Protein (% of dry weight) = [(0.085 × Vol × 0.014/sample) × 5.45] × 100

(3)

where Vol is the volume spent on titration, and sample is the dry weight of the sample [31].

The crude fat content was determined using the Soxhlet method based on solvent extraction (petroleum ether), and the ash content was obtained using the gravimetric method in a muffle furnace at 600 °C. The crude fiber was obtained using washes in acidic and basic media.

The macroalgae extract was obtained using the methodology of Barbarino & Lourenço [32], with the addition of 1 mL of sodium hydroxide and centrifugation to prepare the crude extract for protein analysis. The macroalgae protein was analyzed using the Biuret method, following the methodology of Barbarino & Lourenço [32]. The extract and trichloroacetic acid (TCA) (25%) were added in a ratio of 2.5:1 (v/v) to precipitate the protein and kept in an ice-cold bath for 30 min. The solution was then centrifuged and washed with dilutions of TCA (10 and 5%), removing the supernatant until the protein pellet was formed. 0.5 mL of sodium hydroxide (0.1 N) was added to the pellet suspension, and 20 µL of the solution and 1 mL of the total protein kit were removed.
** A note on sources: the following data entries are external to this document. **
PR #484, opened 2020-02-20
Handle faulty mines and show loader for slow mines

### LINKED ISSUE #440: Mine name disappears in navbar
When selecting ThaleMine in the mine switcher, it will disappear from the top left of the navbar. (Perhaps because of some missing data from the registry?)

### LINKED ISSUE #474: Avoid showing home page for a glimpse after load before switching page
If you're using a new tab (ie. Bluegenes isn't already open) and open any link that points to a Bluegenes page other than the home page, it will first show the loading screen, then a glimpse of the front page, and then finally the destination page. We should jump straight from the loading screen to the destination page, as showing the home page for half a second makes things seem choppy and could be confusing.

Edit: This could be achieved by moving the `remove wrappy` call to `:finished-loading-assets` (optimally as an effect). We would also need to handle the edge case of an unresponsive mine, perhaps by calling the same effect when showing the mine-loader.

heralden:
Bluegenes isn't very lenient of mines with faulty webservices, or unresponsive servers. This PR teaches Bluegenes to meet other's shortcomings.

An error message is shown if any mine webservice fails, allowing you to continue to use Bluegenes, albeit with a warning of possible reduced capacity. Fixes #440.

All active requests are aborted when switching mines, so you won't get stuck waiting for a timeout when you happened upon an unresponsive mine (you know this has happened as a new mine loader will appear if it takes over 4 seconds). If you wait until the new mine loader disappears (when the browser times out the request), an error will be displayed and page navigation will be disabled, although you will still be able to switch mines.

Error handling for the registry is also added, although it is dependent on #475 to display.

The first-blush/page loader will only be removed once BlueGenes has navigated to the target page. This will cause it to be present slightly longer, but avoid the homepage showing for a glimpse when deep linking. Fixes #474.

All present messages (toasts that appear at the bottom of the page) will now be removed when switching mines. I think this is useful since faulty mines can generate multiple messages that don't disappear by themselves. If the user switches mines, they're probably not interested in them anymore.

You can test:
- an unresponsive default mine by setting `BLUEGENES_DEFAULT_SERVICE_ROOT` to http://8.8.8.9:8080/biotestmine/
- unresponsive and CORS error registry mines by using the diff [1]
- faulty webservices by going through the registry mines until you find one (I promise you will [=)

[1]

To determine the concentration of chlorophyll-a, chlorophyll-b, carotenoids, phenolic compounds, and DPPH (2.2-diphenyl-1-picrylhydrazyl), 500 mg of sample and 5 mL of methanol were used. The samples were macerated, then incubated in the dark for 60 min at 4 °C, and centrifuged (12,000× g × 10 min). Finally, the supernatant was collected for analysis. The absorbances at 664 and 647 ηm were measured to calculate chlorophyll-a (Chla = 11.75 × A664 − 2.35 × A647), chlorophyll-b (Chlb = 18.61 × A647 − 3.91 × A664) and carotenoids (Car = (1000 × A470 − 2.27 × Chla − 81.4 Chlb)/227) according to the methodology of Lichtenthaler & Wellburn [33].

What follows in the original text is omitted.